The Difference Is Heart

David Friedman, the new U.S. ambassador to Israel, at the Kosel. (MENAHEM KAHANA/AFP/Getty Images)

You can tell a lot about a person by the enemies he keeps.

U.S. Ambassador to Israel David Friedman, for example, has antagonized the Palestinians and the extreme left in Israel by expressing truly heartfelt condolences to the families of “settlers” like Rabbi Raziel Shevach and Rabbi Itamar Ben-Gal, Hy”d, who were murdered by terrorists over the past month.

“Perhaps the most difficult task I have as the U.S. ambassador to Israel is that of consoling victims of terror,” he wrote Mrs. Ben-Gal last week. “Once again, my heart breaks as I reach out to a beautiful family that has lost a husband and a father.”

At the heart of the “problem,” as far as the Arabs and the Israeli left are concerned, is that the ambassador — a proud, observant Jew and a long-time supporter of Beit El — stubbornly refuses to view Jewish residents of Yehudah and Shomron as “obstacles to peace.” Instead, he sees them as devoted husbands, fathers and educators and feels the pain of the widows and orphans and students who have been left behind.

“There is no greater contribution in life than the providing for the education and development of the next generation,” he wrote the widow of Rabbi Ben-Gal last week. “By devoting his life to teaching at Yeshiva Bnei Akiva in Givat Shmuel as well as in your hometown of Har Bracha, Rabbi Ben-Gal pursued this mission not as a job, but as a higher calling… Just as Rabbi Ben-Gal dedicated himself to nurturing others, during this terrible time the Government and people of the United States of America are standing with you, your precious family and community.”

Immediately after Rabbi Ben-Gal, 29, was stabbed to death at the entrance to Ariel, a city in the Shomron, the U.S. ambassador shared his personal connection with the young rabbi’s community. “Twenty years ago I gave an ambulance to Har Bracha, hoping it would be used to deliver healthy babies. Instead, a man from Har Bracha was just murdered by a terrorist, leaving behind a wife and four children. Palestinian ‘leaders’ have praised the killer. Praying for the Ben Gal family.”

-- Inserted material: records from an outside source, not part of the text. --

PR #3560, opened 2025-05-28
workspace: Space Inspector Submenu

AravDesai:
Adds a context menu to Space Inspector. Files can now be right-clicked to be deleted. Deletion immediately updates the visual of Space Inspector (flamegraph and folder sizes).


libs/content/workspace/src/space_inspector/show.rs
```diff
@@ -445,7 +450,33 @@ impl SpaceInspector {
...
+                            ui.close_menu();
+                        }
+                    }
+
+                    if ui.button("Delete").clicked() {
+                        let lb = self.lb.clone();
+                        let id = item_filerow.file.id;
+                        deleted_id = Some(id);
+                        thread::spawn(move || {
+                            let _ = lb.delete_file(&id);
```
Parth, line 476: I'd like to see this error handled before merging -- you can unwrap, it's within a thread and the application won't die. Unwrapping will at-least generate log and panic files. Or you can handle it better.

AravDesai:
Portion sizes are now only recalculated when "Refresh Root" is pressed.

Parth:
Sorry if I was unclear, I'm saying that if you think any metadata has changed, you should just recalculate and re-draw everything. This is not going to happen very often, but it's easier to implement something robust this way.

Later you can use the subscription api to be notified when there are metadata changes and redraw if anything changes anywhere.

libs/content/workspace/src/space_inspector/show.rs
```diff
@@ -445,7 +450,31 @@ impl SpaceInspector {
...
+                    ui.spacing_mut().button_padding = egui::vec2(4.0, 4.0);
+
+                    ui.label(self.data.all_files[&item.id].file.name.to_string());
+                    ui.label(&display_size);
+                    ui.separator();
+
+                    if ui.ctx().input(|i| i.key_pressed(egui::Key::Escape)) {
+                        ui.close_menu();
+                    }
+                    if item_filerow.file.is_folder() && ui.button("Make Root").clicked() {
```
Parth:
```suggestion
                    if item_filerow.file.is_folder() && ui.button("Focus File").clicked() {
```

The response to this sympathy and solidarity wasn’t long in coming. PA chairman Mahmoud Abbas’ spokesman Nabil Abu Rudeineh said that “the statements by the U.S. ambassador lead us to wonder… Does he represent the U.S. or Israel.”

Rudeineh went so far as to blame Mr. Friedman — not the PA’s refusal to halt payments to terrorists — for the “crisis in U.S.-Palestinian relations.”

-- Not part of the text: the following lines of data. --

PR #3569, opened 2025-05-31
apple: add a recalculate button for debug information

Parth:


clients/apple/Shared/Screens/DebugView.swift
```diff
@@ -51,6 +53,15 @@ struct DebugView: View {
         }
         .navigationTitle("Debug Info")
     }
+    
+    func calculateDebugInfo() {
```
smailbarkouch, line 57: Can we use this for line 43

Parth: nice, done

smailbarkouch (approved):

Gideon Levy, the far-leftist columnist for Haaretz, took offense at the ambassador’s donation of an ambulance to Har Brachah, which he blasphemously dubbed “Har Klalah.”

“His donations represent a political point of view, as well as a moral stance,” Levy wrote, as if there were something morally reprehensible about providing a remote Jewish community with an ambulance. “… With or without Friedman’s ambulance, Har Bracha is actually Har Klalah. It, like its sister settlements, was established just as a poke in the eyes of Palestinians and to prevent a peace agreement.”

The ambassador couldn’t remain silent in the face of such a provocation, whose content and timing evoked justifiable outrage. “What has become of Haaretz,” he rhetorically asked in his social media post. “Four young children are sitting shivah for their murdered father, and this publication calls their community a ‘mountain of curse.’ Have they no decency?”

When the United States, and most especially its point man in Israel, express genuine pain and outrage at the murder of innocent Jews in Yehudah and Shomron, that sends an important message to the terrorists, and their apologists, that Washington will no longer rationalize murder as a symptom of the “occupation.”

And when the United States expresses unequivocal support for Israel’s right to defend itself against Iranian provocations, as it did this weekend when Tehran invaded Israeli air space, that too sends an important message to the world’s leading sponsor of terrorism.

“Israel is our closest security partner in the region and we fully support Israel’s inherent right to defend itself against threats to its territory and its people,” Pentagon spokesman Adrian Rankine-Galloway said. (By contrast, U.N. Secretary-General Antonio Guterres made do with “calls on all to work for an immediate and unconditional de-escalation of violence.”)

To be sure, the previous U.S. administration also condemned terror attacks and Iranian provocations. But the rifts and personal antagonism between then-President Barack Obama and Prime Minister Binyamin Netanyahu left room for Israel’s enemies to read a different message between the lines.

The Trump administration has replaced antagonism with closeness and warmth. It deserves credit and our gratitude not just for saying the right things, but feeling them. A message of friendship toward Israel and the Jewish people that comes from the heart ultimately penetrates what passes for a heart among our enemies.